The next morning at the railway station Jane has one of her iconic wardrobe malfunctions and is left in only her underwear. She is rescued by Captain Cleaver (who, unknown to Jane, is the leader of a gang of diamond smugglers) who lends her his coat. Before the beauty contest, Tom takes Jane to dinner. There, he tells her that he is on a 'special job' in Brighton and is after a gang of diamond smugglers. He also tells her that her bracelet is only paste. Tom becomes increasingly jealous of Cleaver during the evening, and is angry when Jane agrees to go on a date with Cleaver on his Yacht. The next morning, Cleaver discreetly exchanges the central diamond in the bracelet for one his friends have smuggled into England. So when Jane goes through customs, the diamond is not suspected. Afterwards, he tries to steal it back, but failing to do so, he and his friends decide that they must kidnap both Jane and the bracelet.

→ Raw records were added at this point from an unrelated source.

Issue #14, opened 2025-01-31
Types in preprocessor expressions: is everything an integer?


gklimowicz:
In the C23 standard, a preprocessor _constant-expression_ is evaluated to an integer, with zero meaning _false_, and non-zero meaning _true_. This includes the comparison operators (`==  != < <= >  >=`) and logical _and_ (`&&`), _or_ (`||`), and _not_ (`!`) operators.

In Fortran, the analogous comparison and logical operators evaluate to `LOGICAL` values: `.TRUE.` or `.FALSE.`.

To maintain consistency with C semantics, the preprocessor should probably evaluate comparison operators (`.EQ.  .NE.  .LT.  .LE.  .GT.  .GE.  .EQV.  .NEQV.`) as if they return integer zero for _false_ and `1` (or an unspecified non-zero value) for _true_.

Similarly, the logical operators (`.AND.  .OR.  .NOT.`) should probably also evaluate to integer values representing _false_ and _true_.

The upside of this is faithfulness to the C standards. 

A potential downside is that it may be difficult to add back any kind of `LOGICAL` typing of operators in some future version of the standard.

bonachea:
I'm strongly in favor of this. 

IMO the most compelling argument for treating everything as an INTEGER is that the "alternative" of maintaining disparate INTEGER and LOGICAL types in preprocessor conditional compilation expressions probably makes it far more awkward (impossible?) to combine LOGICAL and INTEGER values in a single preprocessor conditional compilation expression. This is _because_ none of the Fortran intrinsics are available in preprocessor conditional compilation expressions to convert between types. Thus it's best to treat everything as a single (maximal integer) type, which preserves expressiveness without introducing pointless type conflicts.

jeffhammond:
Is this the Fortran preprocess or the C preprocess in Fortran?  You have to decide one way or the other, unambiguously, or it's going to be a disaster.

This issue cannot be evaluated separately from https://github.com/j3-fortran/fpp-202y/issues/13.  They are the same issue, because types and operators are dependent on one another.

bonachea:
@jeffhammond said:
> Is this the Fortran preprocess or the C preprocess in Fortran? You have to decide one way or the other, unambiguously, or it's going to be a disaster.
> 
> This issue cannot be evaluated separately from [#13](https://github.com/j3-fortran/fpp-202y/issues/13). They are the same issue, because types and operators are dependent on one another.

@jeffhammond What exact technical change are you advocating here?

[...]

PR #15, opened 2025-02-01
Add missing Fortran operators to preprocessor #if, #elif expressions

### LINKED ISSUE #13: Expand operators in preprocessor expressions to include Fortran operators
When evaluating expressions in `#if` and `#elif`, paper 24-177r1 list the following operators from the C23 standard:
```
&   &&   
|   ||  
==  !=
<   <=
>   >=
+   -
/   *   
!   
^    ~  
( )
```

It also included the following Fortran operators:
```
/= 
.AND. 
.OR.
.NOT.
```
To allow macro definitions that can be used in preprocessor expression evaluation and also in token replacement in Fortran statement text, we should also make the following Fortran operators available in expression evaluation:
```
.EQ.    .NE.  
.LT.    .LE.
.GT.    .GE.
.EQV.   .NEQV.
```

gklimowicz:
This allows the same #define-d value to de used in Fortran source and in directive expressions.

Fixes #13.

### DIFF
--- a/drafts/25-revise-24-177 Fortran preprocessor requirements.txt
+++ b/drafts/25-revise-24-177 Fortran preprocessor requirements.txt
@@ -122,7 +122,8 @@ preprocessor will include the text from Fortran INCLUDE lines
 ---------------------------------------------------
     - The "defined" operator
     - From C: && || == != < > <= >= + / * ! & | ^ ~ ( )
-    - From Fortran: = /= .AND. .OR. .NOT.
+    - From Fortran: = /= .AND. .OR. .NOT. .EQ. .NE.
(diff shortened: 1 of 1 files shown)


bonachea (commented):
As already expressed in #16, I'd like us to address that PR and issue #14 first, and once that's merged consider this orthogonal expansion of operators.

bonachea (changes requested):
As already expressed in #16, I'd like us to address that PR and issue #14 first, and once that's merged consider this orthogonal expansion of operators.

gklimowicz:
After discussion with JoR today before meeting #235, we agreed to remove references to all Fortran operators and constants from the 25-114 requirements.

Should a set of compelling use cases emerge, we can revisit this.

PR #22, opened 2025-02-04
Avoid introducing new predefined macros

aury6623:
We may wish to add these later, but I think we should avoid bringing these up now. I'm fairly certain that these will just become a distraction at the meeting.

I'm also of the opinion that we shouldn't add `__STDF__` at all. No FPP that I've tested supports it already, so including it isn't an attempt to standardize existing behavior; it's entirely a new feature. And it's a new feature that probably isn't very useful, as we discussed in last week's meeting.

`__VA_ARGS__` I think is neat and possibly worth including, but out of nagfor, ifx, gfortran, and flang, only flang supports it currently. So it's not like it's already a common feature.

If we're introducing completely (or nearly completely) new behavior, I think it makes more sense to give them dedicates papers to move at the committee meeting where we can debate only that one new feature. Otherwise, we'll end up debating it anyway, but when we should be discussing everything else in this paper!

(This argument also applies to other "new" features like proposing a new `#pragma`, though for whatever reason, proposing `#pragma` seems more acceptable to me. Probably my biases 😄 But I wouldn't mind seeing `#pragma` removed from this paper too and reintroduced in a separate feature paper where we can discuss it specifically.)

### DIFF
--- a/drafts/25-revise-24-177 Fortran preprocessor requirements.txt
+++ b/drafts/25-revise-24-177 Fortran preprocessor requirements.txt
@@ -132,17 +132,6 @@ preprocessor will include the text from Fortran INCLUDE lines
     __FILE__
     __DATE__
     __TIME__
-    __STDF__
-    __VA_ARGS__  in the replacement-list of a function-like macro
-      that uses the ellipsis notation in the parameters.
-    __VA_OPT__  in the replacement-list of a function-like macro
-      that uses the ellipsis notation in the parameters.
-
-__STDF__ is an analog to __STDC__ in C and __cplusplus in C++.  Its primary
-role is to provide preprocessor-visible and vendor-independent identification
-of the underlying target language (i.e., "the processor is Fortran"), which
-enables one to write multi-language header files with conditional compilation
-based on language.
 
 4.5. Fortran awareness during macro expansion
 ---------------------------------------------


kc9jud:
> And it's a new feature that probably isn't very useful, as we discussed in last week's meeting.

I seem to remember deciding that __STDF_VERSION__ isn't useful, but that __STDF__ itself (to detect "this is Fortran not C not C++") is useful.

But yes, it's a new feature, and there's an argument that it should be treated separately. I sense there is a tension here between "standardize existing behavior" and "standardize well-engineered behavior" -- and no, I don't think you can say that the current state of Fortran preprocessing is "well-engineered" by any stretch of the imagination! 😅

gklimowicz:
Well, `__STDF__` is just a new macro name that tries to standardize a test "is this Fortran?". Other disparate names mean "This is Fortran", but also indicate the specific compiler. (ChatGPT tells me of  `__GFORTRAN__`, `__FLANG__`, `__INTEL_FORTRAN`, for example.)

I see value in the analog to `__STDC__`.

gklimowicz:
With respect to pulling out some of the individual features into separate papers, I don't think I have an argument against that. If JoR wants to put forth requirements for the minimum behavior seen in existing codes, we can do that.

But as @bonachea pointed out to me once, "modern" CPP features don't appear in projects because compiler support is lacking. They'd use them if more compilers were required to supported them.

Until C23, CPP hasn't changed a lot since C99. Function-like macros with variable arguments have been standard in C for 25 years.

bonachea (changes requested):
I'm opposed to this PR, and strongly opposed to the removal of `__VA_ARGS__`. 

However I'm willing to be outvoted if there's strong pushback from opposition.

aury6623:
I'm confused on how `__STDF__` would ever be useful.

> Well, __STDF__ is just a new macro name that tries to standardize a test "is this Fortran?"

We know it's Fortran because the code is in a Fortran source file. Right? When would `__STDF__ ` ever be undef except with a FPP that hasn't implemented it yet?

All that `__STDF__` says it that your FPP decided to implement that one extremely low hanging fruit of a standard FPP feature. It won't tell you anything else about what features the FPP might support. Meanwhile the compiler-specific things like `__FLANG__` tell you a lot more useful information.

aury6623:
> but that __STDF__ itself (to detect "this is Fortran not C not C++") is useful.

Are there cases where there are header files that contain both C and Fortran code and the preprocessor selects between them? (And if so... why are they not just separate files?) (And furthermore, you could just check `__STDC__` instead!)

bonachea:
> Are there cases where there are header files that contain both C and Fortran code and the preprocessor selects between them?

Yes. This is the motivation literally explained in the text that your PR is proposing to delete.

It's the same reason why both `__STDC__` and `__cplusplus` exist to denote the language, even though technically only one is necessary for mixed-language headers files IFF the universe of possible languages is "closed" (which it's clearly not, Fortran being the immediate third example).

aury6623:
> Yes. This is the motivation literally explained in the text that your PR is proposing to delete.

My question was whether or not those cases already exist; the text in the PR makes it sound like a hypothetical.

I don't understand the purpose of writing a mixed language header file. C and C++ mixed language makes sense because a header file for the both could be nearly identical. For Fortran and C, the contents would be entirely different. Why not just make them be multiple files? Why are we encouraging the use of _more_ preprocessor shenanigans?

bonachea:
> I don't understand the purpose of writing a mixed language header file with Fortran. C and C++ mixed language makes sense because a header file for the both could be nearly identical. For Fortran and C, the contents would be entirely different.

One immediate example that comes to mind is a header file containing almost exclusively preprocessor directives, with possibly just a few language-specific declarations. The config.h file auto-generated by the popular autoconf tool is one example of that.

PR #28, opened 2025-02-06
Add paper as uploaded to the J3 web site as 25-114, and rename

gklimowicz:


gklimowicz:
Merging to checkpoint before starting on r1.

They lure Jane and Fritz to a remote cottage. But, unknown to the gang, Jane had already given the bracelet to Ruby, Cleaver's long-suffering girlfriend. After putting an SOS in Fritz's collar, Jane smuggles him out and tells him to go back to the inn and to get help. Back at the inn, Tom discovers one of the spivs searching Jane's room for the bracelet, but gets knocked out by the criminal before he can raise the alarm. Meanwhile, Snade sees Ruby wearing the diamonds. He snatches them and makes his way to Cleaver's cottage. Realising that the police are on their track, Cleaver and his gang clear out of the cottage, taking Jane with them, but they throw her out of the car soon afterwards. Snade who is also being chased by the police, decides to destroy the evidence and throws the bracelet out of the car window. Jane, who is composing herself at the bottom of the embankment where she had been thrown has the diamond bracelet fall (literally) into her lap. Cleaver, Snade and the rest of the gang continue to be chased until they are cornered by the police.

Cast
Chrystabel Leighton-Porter as Jane Gay
Fritz as himself
Michael Hogarth as Tom Hawke
Ian Colin as Captain Cleaver
Sonya O'Shea as Ruby
Edward Stanelli as the Hotel Manager
Wally Patch as the Customs Official
Peter Butterworth as the Drunken Man
Norman Pett as himself

Production
The Adventures of Jane was shot entirely in Brighton and the surrounding countryside.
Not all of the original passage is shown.